*Given records*:
PR #349, opened 2023-01-27
Update Quilt Meta CI

Akarys42:
This commit removes the HTTP request task and replaces it by the new GitHub Actions setup.

Draft until the last secret is added to the organisation.


OroArmor:
Has this been tested with another repository or manual action?

OroArmor (approved):

IotaBread (approved):

Akarys42:
> Has this been tested with another repository or manual action?

The action has been confirmed successful with various test runs done on its own repo. The only thing that I'm unsure about is whenever I'll need to publish the action or not, the docs really aren't clear about that, but even if that's the case no further action will be required in this repo.

tl;dr: even if there is breakage, it is made so the content in the various repositories don't need changing.

PR #356, opened 2023-02-07
Command plus random

OroArmor:
This will be after #355


mappings/net/minecraft/command/CommandSource.mapping
```diff
@@ -28,23 +30,31 @@ CLASS net/minecraft/unmapped/C_sasfholk net/minecraft/command/CommandSource
 		ARG 0 string
 		ARG 1 candidates
 		ARG 2 builder
+		ARG 3 isPosition
 	METHOD m_jgssjzjq suggestColumnPositions (Ljava/lang/String;Ljava/util/Collection;Lcom/mojang/brigadier/suggestion/SuggestionsBuilder;Ljava/util/function/Predicate;)Ljava/util/concurrent/CompletableFuture;
 		ARG 0 string
 		ARG 1 relativePosition
 		ARG 2 builder
+		ARG 3 isPosition
```
eristhea, line 38: this parameter doesn't really make sense to me without looking at the method's code: if I'm already passing in a parameter called `relativePosition`, why is there another called `isPosition`?

mappings/net/minecraft/command/argument/RegistryEntryOrTagArgument.mapping
```diff
@@ -0,0 +1,39 @@
+CLASS net/minecraft/unmapped/C_bwiwqfgl net/minecraft/command/argument/RegistryEntryOrTagArgument
```
eristhea, line 1: I don't like this name, but also can't think of a better way to express it
same applies to `RegistryKeyOrTagKeyResult`

eristhea (approved):
brilliant!

mappings/net/minecraft/client/gui/screen/narration/ScreenNarrator.mapping
```diff
@@ -11,7 +11,7 @@ CLASS net/minecraft/unmapped/C_yviluxux net/minecraft/client/gui/screen/narratio
 		ARG 3 partIndex
 		ARG 4 message
 	METHOD m_ugxbjsky buildNarrations (Ljava/util/function/Consumer;)V
-		ARG 1 builderConsumer
+		ARG 1 consumer
```
OroArmor:
```suggestion
		ARG 1 builderConsumer
```

mappings/net/minecraft/command/CommandSource.mapping
OroArmor: its a predicate

eristhea: ah
I guess I just assumed boolean

EnnuiL (approved):

PR #317, opened 2022-12-17
fix javadoc and field name warnings

eristhea:
redo of #302 since I messed up a git merge

here's that with a clean diff!

PR #357, opened 2023-02-08
cause build failure on bad casing

eristhea:
simple change, after #317 I feel like we should hard fail on these to ensure bad names don't get in and have to be refactored later.


EnnuiL (approved):
huhhhh those weren't errors??

OroArmor (approved):

PR #359, opened 2023-02-09
Mappings for damage type tags (& Provider) & record class

Mysterious-Dev:
All is in the title ^^.


eristhea (commented):
why `DamageTypeTagsProvider` over `DamageTypeTagProvider`?

OroArmor:
Currently tag providers dont have a consistent naming scheme. Some are `Tag` while others are `Tags`

OroArmor (approved):

eristhea (approved):
I'll approve then, but I think that should be fixed in the future

Mysterious-Dev:
I moved DamageTypeTagsProvider to `net.minecraft.data.server.tag` (instead of `net.minecraft.data.server`).

PR #366, opened 2023-02-20
import mojang's math mappings

eristhea:
math being unmapped has bothered me for too long


mappings/net/minecraft/util/math/MathHelper.mapping
```diff
@@ -57,10 +80,21 @@ CLASS net/minecraft/unmapped/C_zpccxxiz net/minecraft/util/math/MathHelper
...
+		ARG 1 start
+		ARG 2 end
 	METHOD m_fdvuyfhh lerpAngleDegrees (FFF)F
 		ARG 0 delta
 		ARG 1 start
 		ARG 2 end
+	METHOD m_fpdoqovb getInt (Ljava/lang/String;I)I
+		ARG 0 string
+		ARG 1 fallback
+	METHOD m_fwvsrufh rayIntersectsAABB (Lnet/minecraft/unmapped/C_vgpupfxx;Lnet/minecraft/unmapped/C_vgpupfxx;Lnet/minecraft/unmapped/C_hbcjzgoe;)Z
```
EnnuiL: because then you get bad names like AABB sneaking in ;-;

EnnuiL (changes requested):
i didn't want to simply take mojang names ;-;

mappings/net/minecraft/util/math/MathHelper.mapping
eristhea: that's the only name that bothered me out of the ones I copied

mappings/net/minecraft/util/math/MathHelper.mapping
```diff
@@ -3,18 +3,26 @@ CLASS net/minecraft/unmapped/C_zpccxxiz net/minecraft/util/math/MathHelper
 	FIELD f_aomqjoqj RADIANS_PER_DEGREE F
 	FIELD f_bciswahe DEGREES_TO_SINE_TABLE_INDEX F
 	FIELD f_buotfbwr SINE_TABLE [F
-	FIELD f_clwgxcor HALF_PI_RADIANS_SINE_TABLE_INDEX J
```
EnnuiL, line 6: oh, i'm actually curious about this field; does the new name match it's current usages?

EnnuiL (changes requested):

mappings/net/minecraft/util/math/MathHelper.mapping
eristhea: as far as I've found, its only usage is in `randomUuid`, so yes
the reason for the incorrect yarn name is because a float of the same value is used in `cos`

EnnuiL: ohh, I see; In that case? *pats mojmap*

EnnuiL (approved):
I feel like more eyes might be needed than an on-break mine who can't dig too deep :P

OroArmor (approved):

supersaiyansubtlety (approved):

PR #367, opened 2023-02-20
Pack Metadata Provider mappings

Mysterious-Dev:
All is in the title.


EnnuiL (approved):
I was worried by another PR already covering this, but it doesn't look like the case; Anyway, lgtm!

eristhea (approved):
hm, I'll have to make a pass over this later

PR #330, opened 2023-01-02
Mitigate hashed names showing up in the intermediary publication

IotaBread:
Due to a fundamental issue with Tiny V2's structure, I think this is as far as we can get on fixing this for the moment.

As opposed to the Enigma format, which stores inner classes in a tree structure, where the names of the child classes are independent on the parent ones, the Tiny format stores all classes at root-level, and their names are dependent on their parent classes. A similar issue happens with fields and methods

<details>
<summary>An example</summary>

- We have class `a`, with an inner class `b`, which has inner class `c`
- We also have class `d`, with inner classes `e` and `f`
- `a`, `b`, `d` and `e` don't have names
- `c` is named `C_Class`, `f` is `F_Class`

In the Enigma format:
- Class declarations follow the format `CLASS <obf-name> [<deobf-name>]`
- Inner class declarations are "inside" their parent
- `a` has declaration `CLASS a`
  - `b` has declaration `CLASS b`
    - `c` has declaration `CLASS c C_Class`
- `d` has declaration `CLASS d`
  - `e` has declaration `CLASS e`
  - `f` has declaration `CLASS f F_Class`

On the other hand, in the Tiny V2 format:
- Class declarations follow the format `c <full-obf-name> [<full-deobf-name>]`
- All class declarations are at root level
- `a` has declaration `c a`
  - `b` has declaration `c a$b a$b`
    - `c` has declaration `c a$b$c a$b$C_Class`
- `d` has declaration `c d d`
  - `e` has declaration `c d$e`
  - `f` has declaration `c d$f d$F_Class`

The main difference is that Tiny uses full binary (or qualified?) names for it's classes, while Enigma uses names per entry. Notice how in Tiny, `a`, `b` and `d` have "deobf" names, while in Enigma they don't

</details>

Because of this problem, you may find a class named `C_abcdefgh` instead of `class_1234`, because it has an inner class named `FooBar`. You may also find `m_abcdefgh` instead of `method_12345` because it has a parameter named `world`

*Problem requirements*:
Looking at the records above, how many lines contain "bothered"? Answer with the number alone.

*Completed task*:
2